--- START ---

PR #2660, opened 2026-09-08
observe window name

imbrian:
### Description

Observes changes to `window.name` from within Checkout component when component is a child. Ignores changes from zoid components, as zoid will mutate this itself as part of the popup component lifecycle.

❤️ Thank you!

### DIFF
--- a/src/zoid/checkout/component.jsx
+++ b/src/zoid/checkout/component.jsx
@@ -25,6 +25,7 @@ import {
   noop,
   supportsPopups,
   inlineMemoize,
+  stringifyError,
 } from "@krakenjs/belter/src";
 import { FUNDING } from "@paypal/sdk-constants/src";
 import {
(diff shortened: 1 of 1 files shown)


ravishekhar (approved):

src/zoid/checkout/component.jsx
```diff
@@ -42,6 +43,50 @@ import { DEFAULT_POPUP_SIZE } from "./config";
...
+// See buildChildWindowName in @krakenjs/zoid.
+const ZOID_WINDOW_NAME_PATTERN = /^__zoid__.+__$/;
+
+function spyOnWindowNameAssignment(): void {
+  try {
+    let currentWindowName = window.name;
+
+    Object.defineProperty(window, "name", {
+      configurable: true,
+      get(): string {
```
dtjones404, line 57: Technically I don't think we're doing anything to guarantee that the new value is a string.  If not I think we'll throw later on when we call currentWindowName.slice

imbrian: nice catch, fixed

dtjones404: LGTM.  Nit: should we use 'unknown' for the type annotation instead of 'string'?

dtjones404 (approved):

PR #71, opened 2022-09-22
Pass dependencies via names instead of labels

gibizer:
The dependencies of the Nova CRD is now passed by the name of the CR representing the dependency.

The agreemen and reasoning is documented in https://github.com/openstack-k8s-operators/docs/pull/6


SeanMooney:
i do like this approch more 
i thik it is reasonable to not have name collisions for these CRs im not even sure k8s allows that so the name is a unique identifyer

gibizer:
> i do like this approch more i thik it is reasonable to not have name collisions for these CRs im not even sure k8s allows that so the name is a unique identifyer

As far as I understand k8s enforces that names should be unique per Namespace and per Kind.

SeanMooney (approved):

PR #72, opened 2022-09-23
Move functional test to separate package

gibizer:
Depends on https://github.com/openstack-k8s-operators/nova-operator/pull/70


SeanMooney (approved):
this looks good to me too honestly

im going to check it out locally and play with it a bit but i like this refactoring

SeanMooney (approved):
thanks for the rebase

PR #75, opened 2022-09-23
precommit

SeanMooney:
- add basic precommit config


SeanMooney:
pre-commit.ci run

dprince:
Would this be needed if we just went ahead and enabled prow to merge commits for nova-operator like we are doing with other openstack-k8s-operators?

SeanMooney:
yes this is unrelated to prow
im adding pre-commit to automatically run things locally before you commit to avoid pushing things that will fail in ci

i also enabled the pre-commit.ic because its free and supper fast.
basically pre-commit is for style enformcne and not forgetting to do thing like run make manifest

prow can also be enable in the future altohg i want to looking what its doing and how its configured so that we can mange the config form this repo ideally.

can you provide an link to the config for prow jobs?

SeanMooney:
just in case you have not used pre-commit before https://pre-commit.com/ 
its "A framework for managing and maintaining multi-language pre-commit hooks."

its got pretty popular a few years ago and we started using it in OpenStack upstream to make sure things like the pep8 style check sere run locally before you pushed to ci to save ci resources by catching those types of things early.

if you just don't install the tool it will have no impact on your day to day dev experience so its just optional.

dprince:
@SeanMooney in that case these things can totally co-exist. If it plays in nova-operator maybe we'll use it everywhere then? LGTM

An example (intial) prow config for cinder:
https://github.com/openshift/release/commit/41b81d9871eed4f8de08e3a3779caed9f90bbeb0

SeanMooney:
thanks for the link :)
ya so this is more often used with python project or node there are glan spcpeic hooks and you can trivially write your own as i did to just rung the make file targets locally.

so if these prove useful to use for nova i was hoping we could port them to other
for context i am skipping some hooks in the pre-commit.ci because  that ci has issue with pulling modules from the golang.org proxy. locally they work fine but id does not seam to like how the proxy tries to swap from udp to TCP if the DNS lookup fails

what motivated me to do this is we were reviewing the inita CRDs and i notice the yaml files and go files where not in sync. so we wanted to catch that going forward locally before we pushed and while I'm at i i wanted to block things like commit private keys and other things that are generic to good git usage like no large files.

bogdando (approved):

gibizer (approved):
Looks good. Runs OK locally with `pre-commit run -a`. 

As a follow up could you add couple of lines of documentation in the README.md about how to set this up locally. I.e. that I need to run `pre-commit install` to have the hooks.

Issue #78, opened 2022-10-03
[envtest]Do not use simulated success when run against existing cluster


gibizer:
When envtest run locally the test case simulate Job and Deployment success by directly updating Status fields of CRs. When envtest runs against an external cluster the test should not simulate the success but actually need to wait for the success to happen automatically by the cluster. So make the simulation steps dependent on USE_EXISTING_CLUSTER ENV variable.

gibizer:
We agreed to use envtest exclusively in simulated mode and use kuttl test against a real deployment. So here I only need to cleanup some envtest cruft about real environment from the helpers and from the makefile.

PR #83, opened 2022-10-04
[envtest]Test refactors

gibizer:
Various improvements on the envtest to prepare for the NovaAPI tests.

### DIFF
--- a/Makefile
+++ b/Makefile
@@ -269,3 +269,7 @@ golangci: get-ci-tools
 # Run go lint against code
 golint: get-ci-tools
 	export GOWORK=off && PATH=$(GOBIN):$(PATH); $(CI_TOOLS_REPO_DIR)/test-runner/golint.sh
+
+.PHONY: test_crc
+test_crc: manifests generate fmt vet envtest ## Run tests against a deployed CRC cluster
+	USE_EXISTING_CLUSTER=true go test ./... -coverpkg=./controllers -coverprofile cover.out
--- a/test/functional/base_test.go
+++ b/test/functional/base_test.go
@@ -64,33 +64,33 @@ func CreateNovaAPI(namespace string, spec novav1.NovaAPISpec) types.NamespacedNa
 	return types.NamespacedName{Name: novaAPIName, Namespace: namespace}
 }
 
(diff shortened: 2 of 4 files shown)


Makefile
```diff
@@ -269,3 +269,7 @@ golangci: get-ci-tools
 # Run go lint against code
 golint: get-ci-tools
 	export GOWORK=off && PATH=$(GOBIN):$(PATH); $(CI_TOOLS_REPO_DIR)/test-runner/golint.sh
+
+.PHONY: test_crc
+test_crc: manifests generate fmt vet envtest ## Run tests against a deployed CRC cluster
```
SeanMooney, line 274: this can be fixed in a followup but currently this assumes you have already run make install to create the crds so we can add that to the make env deps in the future

test/functional/base_test.go
```diff
@@ -44,33 +54,43 @@ func CreateNovaAPI(spec novav1.NovaAPISpec) types.NamespacedName {
...
 
-	return types.NamespacedName{Name: novaAPIName, Namespace: Namespace}
+	return types.NamespacedName{Name: novaAPIName, Namespace: namespace}
+}
+
+func DeleteNovaAPI(name types.NamespacedName) {
+	novaAPI := GetNovaAPI(name)
+	Expect(k8sClient.Delete(ctx, novaAPI)).Should(Succeed())
+	// We have to wait for the controller to fully delete the instance
+	Eventually(func(g Gomega) {
```
SeanMooney, line 71: i assume the g Gomega part is what was requried to proplery handel the panics.

SeanMooney (approved):

Makefile
gibizer: I tried with `install` in the list the test ends up hitting the same service account issue when run against an existing cluster as without `install`. So I could add but it would not help. We have #78 as a tracker to fix this, and other things in the test code to allow running `test_crc`

test/functional/base_test.go
gibizer: yes: https://onsi.github.io/gomega/#category-3-making-assertions-eminem-the-function-passed-into-codeeventuallycode

PR #92, opened 2022-10-11
Envtest improvements

### LINKED ISSUE #90: [envtest]Turn on parallel and randomized execution
To tease out unstable tests run them in parallel and in random order. This might need a change to the `make test` target to call ginkgo directly instead of via `go test`

gibizer:
There are two related envtest improvements:
1. Speed up the execution by reducing the RequeAfter timeouts to 10ms when running in envtest
2. Tease out unstable tests by running the test in random order and in parallel.

Closes #90
Depends-on #87


test/functional/base_test.go
```diff
@@ -40,12 +40,12 @@ const (
...
 
-	timeout  = time.Second * 20
-	interval = time.Millisecond * 50
+	interval = time.Millisecond * 100
+	timeout  = interval * 15
 	// consistencyTimeoutt is the amount of time we use to repeatedly check
 	// that a condition is still valid. This is intendet to be used in
 	// asserts using `Consistently`.
-	consistencyTimeout = time.Second
+	consistencyTimeout = interval * 15
```
SeanMooney, line 48: nit: you have an extra t in the comment above "consistencyTimeoutt"

controllers/utils.go
```diff
@@ -1,49 +1,103 @@
...
+			},
+			"NovaMetadata": &NovaMetadataReconciler{
+				ReconcilerBase: NewReconcilerBase("NovaMetadata", mgr, kclient),
+			},
+			"NovaNoVNCProxy": &NovaNoVNCProxyReconciler{
+				ReconcilerBase: NewReconcilerBase("NovaNoVNCProxy", mgr, kclient),
+			},
+		}}
+}
+
```
SeanMooney, line 85: ok, this improves the type of safety in general.
I'm not sure this file should still be called utils.go at this point but I'm ok with moving them to the controller module. it makes sense that this would be there.

controllers/utils.go
```diff
@@ -1,49 +1,103 @@
...
 		if err = controller.SetupWithManager(mgr); err != nil {
 			setupLog.Error(err, "unable to create controller", "controller", name)
-			os.Exit(1)
+			return err
 		}
 	}
+	return nil
+}
+
+// OverriedRequeueTimeout overrieds the default RequeueTimeout of our reconcilers
```
SeanMooney, line 98: ack so this is just a helper for testing
works for me

SeanMooney (approved):

controllers/utils.go
gibizer: yepp it is only for exposing the RequeueTimeout for testing.

test/functional/base_test.go
gibizer: fixed in the latest push

controllers/utils.go
SeanMooney: yep im ok with that

gibizer: Done in the latest push

SeanMooney (approved):

Issue #91, opened 2022-10-07
Use db.CreateOrPatchDBByName to select the proper MariaDB CR


gibizer:
As https://github.com/openstack-k8s-operators/lib-common/pull/63 merged we can now support different DB Service instance for different DB schemas by passing the MariaDB CR name to lib-common to indicate which DB Service we want to use. So Nova controller needs to be adapted to do so when create nova_api and cell0 DB.

Issue #89, opened 2022-10-06
NovaAPISpec should have Cell0DatabaseHostname and Cell0DatabaseUser


gibizer:
https://github.com/openstack-k8s-operators/nova-operator/blob/6e5ff216df799f08faaa8d3c6696d571a7e2ae73/api/v1beta1/novaapi_types.go#L100

The nova-api service depends on cell0 DB to register itself. So when the NovaAPI is created it should get the connection information.

PR #93, opened 2022-10-11
Support separate MariaDB instance for nova_api and nova cell DBs

gibizer:
[CRD][Nova] Support different DB Services

In a real multi cell deployment it is recommended to use separate DB
services for different cells. This patch adds support to separate the
DB service for the nova_api DB from each nova cell DB (including cell0).

To support this the NovAPISpec now takes Cell0DatabaseHostname as an
input top of the existing APIDatabaseHostname field. When nova is
deployed via the Nova CR the APIDatabaseInstance name can be provided
in NovaSpec while each NovaCellTemplate in NovaSpec.cellsTemplates has
its own CellDatabaseInstance field to specific the name of the DB
service used by the given cell. The Nova controller automatically fills
the Cell0DatabaseHostname of the NovaAPISpec so that the nova-api
service has access not just the nova_api DB but also the nova_cell0 DB
as well.

Closes: https://github.com/openstack-k8s-operators/nova-operator/issues/91
Closes: https://github.com/openstack-k8s-operators/nova-operator/issues/89

Depends-on #87

### DIFF
--- a/controllers/nova_controller.go
+++ b/controllers/nova_controller.go
@@ -202,16 +202,21 @@ func (r *NovaReconciler) reconcileNormal(
 		"nova-api",
 		instance.Namespace,
 	)
-	result, err := r.reconcileDB(ctx, h, instance, apiDB, novav1.NovaAPIDBReadyCondition)
+	result, err := r.reconcileDB(
+		ctx,
+		h,
+		instance,
+		apiDB,
+		instance.Spec.APIDatabaseInstance,
+		novav1.NovaAPIDBReadyCondition,
+	)
 	if (err != nil || result != ctrl.Result{}) {
 		return result, err
 	}
 
 	cell0DB := database.NewDatabaseWithNamespace(
 		nova.NovaCell0DatabaseName,
-		// TODO(gibi): This should be cell0.CellDatabaseUser or should be
-		// embedded into the Secret we passing down to the cell
-		instance.Spec.APIDatabaseUser,
+		cell0Template.CellDatabaseUser,
 		instance.Spec.Secret,
 		map[string]string{
 			"dbName": cell0Template.CellDatabaseInstance,
@@ -219,7 +224,14 @@ func (r *NovaReconciler) reconcileNormal(
 		"nova-cell0",
 		instance.Namespace,
 	)
-	result, err = r.reconcileDB(ctx, h, instance, cell0DB, novav1.NovaCell0DBReadyCondition)
+	result, err = r.reconcileDB(
+		ctx,
+		h,
+		instance,
+		cell0DB,
+		cell0Template.CellDatabaseInstance,
+		novav1.NovaCell0DBReadyCondition,
+	)
 	if (err != nil || result != ctrl.Result{}) {
 		return result, err
 	}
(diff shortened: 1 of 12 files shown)


controllers/nova_controller.go
```diff
@@ -211,24 +211,36 @@ func (r *NovaReconciler) reconcileNormal(
...
 	)
-	result, err := r.reconcileDB(ctx, h, instance, apiDB, novav1.NovaAPIDBReadyCondition)
+	result, err := r.reconcileDB(
+		ctx,
+		h,
+		instance,
+		apiDB,
+		instance.Spec.APIDatabaseInstance,
+		novav1.NovaAPIDBReadyCondition,
+	)
```
gibizer, line 221: I expect the comment about formatting here :) This goes away in https://github.com/openstack-k8s-operators/nova-operator/pull/104

SeanMooney:
ok that didnt fix it ill leave it to you and re review tomorrow

controllers/nova_controller.go
```diff
@@ -202,24 +202,36 @@ func (r *NovaReconciler) reconcileNormal(
...
```
SeanMooney, line 212: result, err := r.reconcileDB(
		ctx, h,	instance, apiDB, instance.Spec.APIDatabaseInstance, novav1.NovaAPIDBReadyCondition,
	)
:)

pkg/novaapi/deployment.go
```diff
@@ -44,12 +44,9 @@ func Deployment(
...
 		KeystoneServiceUserPasswordSelector: instance.Spec.PasswordSelectors.Service,
-		// TODO(gibi): this should come as a separate input from the Spec
-		// instead for reusing the API DB stuff for cell
-		Cell0DatabaseHostname: instance.Spec.APIDatabaseHostname,
-		// TODO(gibi): ditto. This is a hack now
-		Cell0DatabaseUser: nova.NovaCell0DatabaseName,
-		Cell0DatabaseName: nova.NovaCell0DatabaseName,
+		Cell0DatabaseHostname:               instance.Spec.Cell0DatabaseHostname,
+		Cell0DatabaseUser:                   instance.Spec.Cell0DatabaseUser,
+		Cell0DatabaseName:                   nova.NovaCell0DatabaseName,
```
SeanMooney, line 49: because i need this for the api to start anyway I'm going to rebase my config change on this once this is merged as that will make things simpler

test/functional/base_test.go
```diff
@@ -339,16 +339,21 @@ func NovaConditionGetter(name types.NamespacedName) condition.Conditions {
...
 // CreateDBService creates a k8s Service object that matches with the
 // expectations of lib-common database module as a Service for the MariaDB
-func CreateDBService(namespace string, spec corev1.ServiceSpec) types.NamespacedName {
-	// TODO(gibi): Do we depend on the name?
-	serviceName := "not-openstack"
+func CreateDBService(namespace string, mariadbCRName string, spec corev1.ServiceSpec) types.NamespacedName {
+	// The Name is used as the hostname to access the service. So
+	// we generate something unique for the MariaDB CR it represents
+	// so we can assert that the correct Service is selected.
+	serviceName := "hostname-for-" + mariadbCRName
```
SeanMooney, line 346: oh this is the test i was like cant we just use nova_api ectra but cool we want this to be independent for each test

SeanMooney (approved):

PR #96, opened 2022-10-11
Issue 88 remove normal

### LINKED ISSUE #88: rename reconcileNormal to doRconsile or a similar more descriptive name.
There are 2 issues with the current naming

reconcileNormal is not partially descriptive in what the function is doing
or differentiating it from the public Reconcile function.

it is a private function used to actually implemented the reconsile called within Reconcile
after reconsile is able to satisfy some basic preconditions like retrieving the instance of the
resource that is to be managed and preparing some commen clients/helpers that will be required to
interact with the k8s API

the other issue is that reconcileNormal is not a particularly PC name scheme
there as some unavoidable uses of normal such as normalisation of import or in vector calculus
where using a different term would be incorrect but we do not need to prop use it to describe the happy path ie. the work to be done if setup succeeds.

gibizer:
Rename reconcileNormal to reconcile

Normal does not give any additional information for the reader so it is
removed from the name.

Closes #88


gibizer:
This will be replaced with a patch that flattens out reconcileNormal

PR #100, opened 2022-10-11
Refactor how Specs are created

gibizer:
The NovaConductor case is easy as the only source of input is the
NovaCellSpec. So reduced the input parameter list to a single
NovaCellSpec and move the factory method next to the NovaCellSpec
definition.

For the NovaAPI and NovaCell cases are more complicated as they have
multiple sources of inputs. So there I opted to have the Spec struct
creation inline in the Reconcile code as otherwise I had to pass around
a bunch of parameters to the factory method.


SeanMooney:
i need to review this again when I'm not as tired but this is looking good.
i like the reduction in codesize and consolidation

api/v1beta1/novaconductor_types.go
```diff
@@ -203,3 +203,20 @@ func init() {
 func (s NovaConductorStatus) GetConditions() condition.Conditions {
 	return s.Conditions
 }
+
+// NewNovaConductorSpec constructs a NovaConductorSpec
+func NewNovaConductorSpec(
+	novaCell NovaCellSpec,
```
SeanMooney, line 209: had to re read this but this is taking the cell spec to constuct a conductor spec for that cell.
so ya that shoudl work

SeanMooney (approved):

PR #103, opened 2022-10-11
extract reconciler base

SeanMooney:
- Factor out common reconsiler base
- Refactor reconciler setup
- [WIP] extract contoller creation to utils files

### DIFF
--- a/controllers/utils.go
+++ b/controllers/utils.go
@@ -1,0 +1,51 @@
+package controllers
+
+import (
+	"os"
+
+	"github.com/go-logr/logr"
+	nova_common "github.com/openstack-k8s-operators/nova-operator/pkg/common"
+	"k8s.io/client-go/kubernetes"
+	"k8s.io/client-go/rest"
+	ctrl "sigs.k8s.io/controller-runtime"
+)
+
+// SetupReconcilers registers all reconcilers with a provided manager.
+func SetupReconcilers(mgr ctrl.Manager, setupLog logr.Logger, cfg *rest.Config) {
+	kclient, err := kubernetes.NewForConfig(cfg)
+	if err != nil {
+		setupLog.Error(err, "unable to create k8s client")
+		os.Exit(1)
+	}
+	reconcilers := map[string]nova_common.Managable{
+		"Nova": &NovaReconciler{
+			ReconcilerBase: nova_common.NewReconcilerBase("Nova", mgr, kclient),
+		},
+		"NovaCell": &NovaCellReconciler{
+			ReconcilerBase: nova_common.NewReconcilerBase("NovaCell", mgr, kclient),
+		},
+		"NovaAPI": &NovaAPIReconciler{
+			ReconcilerBase:        nova_common.NewReconcilerBase("NovaAPI", mgr, kclient),
+			RequeueTimeoutSeconds: 5,
+		},
+		"NovaScheduler": &NovaSchedulerReconciler{
+			ReconcilerBase: nova_common.NewReconcilerBase("NovaScheduler", mgr, kclient),
+		},
+		"NovaConductor": &NovaConductorReconciler{
+			ReconcilerBase:        nova_common.NewReconcilerBase("NovaConductor", mgr, kclient),
+			RequeueTimeoutSeconds: 5,
+		},
+		"NovaMetadata": &NovaMetadataReconciler{
+			ReconcilerBase: nova_common.NewReconcilerBase("NovaMetadata", mgr, kclient),
+		},
+		"NovaNoVNCProxy": &NovaNoVNCProxyReconciler{
+			ReconcilerBase: nova_common.NewReconcilerBase("NovaNoVNCProxy", mgr, kclient),
+		},
+	}
+	for name, controller := range reconcilers {
+		if err = controller.SetupWithManager(mgr); err != nil {
+			setupLog.Error(err, "unable to create controller", "controller", name)
+			os.Exit(1)
+		}
+	}
+}
--- a/main.go
+++ b/main.go
@@ -20,7 +20,6 @@ import (
 	"flag"
 	"fmt"
 	"os"
-	"time"
 
 	// Import all Kubernetes client auth plugins (e.g. Azure, GCP, OIDC, etc.)
 	// to ensure that exec-entrypoint and run can make use of them.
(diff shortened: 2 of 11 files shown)


controllers/utils.go
```diff
@@ -0,0 +1,53 @@
...
+		setupLog.Error(err, "unable to get config")
+		os.Exit(1)
+	}
+	kclient, err := kubernetes.NewForConfig(cfg)
+	if err != nil {
+		setupLog.Error(err, "unable to create k8s client")
+		os.Exit(1)
+	}
+	reconcilers := map[string]nova_common.Managable{
+		"nova": &NovaReconciler{
```
gibizer, line 25: Why the different casing for nova? All the rest is CameCase and the original reconciler also used "Nova"

test/functional/suite_test.go
```diff
@@ -92,12 +93,18 @@ var _ = BeforeSuite(func() {
...
 	err = (&controllers.NovaAPIReconciler{
-		Client:  k8sManager.GetClient(),
-		Scheme:  k8sManager.GetScheme(),
-		Kclient: kclient,
-		Log:     ctrl.Log.WithName("controllers").WithName("NovaAPI"),
+		ReconcilerBase: nova_common.ReconcilerBase{
+			Client:  k8sManager.GetClient(),
+			Scheme:  k8sManager.GetScheme(),
+			Kclient: kclient,
+			Log:     ctrl.Log.WithName("controllers").WithName("NovaMetadata"),
```
gibizer, line 104: This seems damaged during refactor. The NovaAPIReconciler now has a logger for NovaMetadata

controllers/utils.go
SeanMooney: oh i proably typed this instead of copy paste that is not intentional

main.go
```diff
@@ -107,89 +107,70 @@ func main() {
...
-		setupLog.Error(err, "unable to create controller", "controller", "NovaNoVNCProxy")
-		os.Exit(1)
 	}
-
+	for name, controller := range reconcilers {
+		if err = controller.SetupWithManager(mgr); err != nil {
+			setupLog.Error(err, "unable to create controller", "controller", name)
+			os.Exit(1)
+		}
+	}
```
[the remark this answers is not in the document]
SeanMooney: lost the comment but i confirmed that the behavior is to just generate the if block in the main.go as normal because i left the marker comment there.

if you remove the marker it will just omit the generated stub so it looks like we cannot break the code gen by refactoring like this. at least not in this case

test/functional/suite_test.go
```diff
@@ -92,12 +93,18 @@ var _ = BeforeSuite(func() {
 
 	kclient, err := kubernetes.NewForConfig(cfg)
 	Expect(err).ToNot(HaveOccurred(), "failed to create kclient")
+
+	// This should work but causes api db sync job to fail.
+	// controllers.SetupReconcilers(k8sManager, ctrl.Log.WithName("testSetup"))
```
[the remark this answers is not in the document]
SeanMooney: this was a simple case of not passing the config generated by envtest.
so the tests were running against crc and failing as this test could not run against a real env.

i have corrected that in the latest version by passing the config

we can figure out what to do with the test later since that is unrelated to this change.

SeanMooney:
this is going to fail since i have not asress the golint comments
i rebased this on the pre-commit change but forgot to update my hooks locally i bet that is the issue

test/functional/suite_test.go
```diff
@@ -72,9 +71,6 @@ var _ = BeforeSuite(func() {
 	Expect(cfg).NotTo(BeNil())
 
 	// NOTE(gibi): Need to add all API schemas our operator can own.
-	// Keep this in synch with NovaAPIReconciler.SetupWithManager,
-	// otherwise the reconciler loop will silently not start
-	// in the test env.
```
gibizer, line 77: Please keep this or something similar. When we add a new external dependency to nova-operator like mariadb here https://github.com/openstack-k8s-operators/nova-operator/pull/87/files#diff-9e438edde3e826eec37a179369bdcf4a85e4e6822f83bb1cad33d29097f26781R118 then we need to add the schema here otherwise test will start failing without really pointing to the missing schema here.

gibizer (dismissed):
/lgtm

main.go
```diff
@@ -103,74 +103,10 @@ func main() {
...
-	}).SetupWithManager(mgr); err != nil {
-		setupLog.Error(err, "unable to create controller", "controller", "NovaCell")
-		os.Exit(1)
-	}
-	if err = (&controllers.NovaReconciler{
-		Client:         mgr.GetClient(),
-		Scheme:         mgr.GetScheme(),
-		Kclient:        kclient,
-		Log:            ctrl.Log.WithName("controllers").WithName("Nova"),
-		RequeueTimeout: time.Duration(5) * time.Second,
```
gibizer, line 167: This was lost during the rebase / refactoring.

test/functional/suite_test.go
```diff
@@ -130,44 +128,7 @@ var _ = BeforeSuite(func() {
...
 
-	kclient, err := kubernetes.NewForConfig(cfg)
-	Expect(err).ToNot(HaveOccurred(), "failed to create kclient")
-
-	err = (&controllers.NovaAPIReconciler{
-		Client:                k8sManager.GetClient(),
-		Scheme:                k8sManager.GetScheme(),
-		Kclient:               kclient,
-		Log:                   ctrl.Log.WithName("controllers").WithName("NovaAPI"),
-		RequeueTimeoutSeconds: 1,
```
gibizer, line 141: After the refactor this (and below) is set back to 5 seconds making the overall test execution slower (from 26 sec to 70 sec). I'm OK to merge this as is and I will propose a follow up that moves the RequeueTimeout to the ReconcileBase and also expose the RequeueTimeout configuration for the test env.

gibizer (changes requested):
-1 due to lost RequeueTimeout config from NovaReconciler. 
The test configurability issue can be fixed in a followup

controllers/utils.go
```diff
@@ -0,0 +1,51 @@
...
+			ReconcilerBase: nova_common.NewReconcilerBase("NovaMetadata", mgr, kclient),
+		},
+		"NovaNoVNCProxy": &NovaNoVNCProxyReconciler{
+			ReconcilerBase: nova_common.NewReconcilerBase("NovaNoVNCProxy", mgr, kclient),
+		},
+	}
+	for name, controller := range reconcilers {
+		if err = controller.SetupWithManager(mgr); err != nil {
+			setupLog.Error(err, "unable to create controller", "controller", name)
+			os.Exit(1)
```
gibizer, line 48: This is still not good for testing perspective. In the test we should not exit, but raise a panic to trigger cleanup.

gibizer: I will fix this in a followup

main.go
gibizer: actually I'm fixing this as well in a follow up

gibizer (approved):
All my comment is being fixed in a follow up so this can be merged.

--- END ---

DESCRIPTION OF THE TASK: Only the count is wanted: report how many lines of the material above hold the word "each".

WRITTEN RESPONSE: 3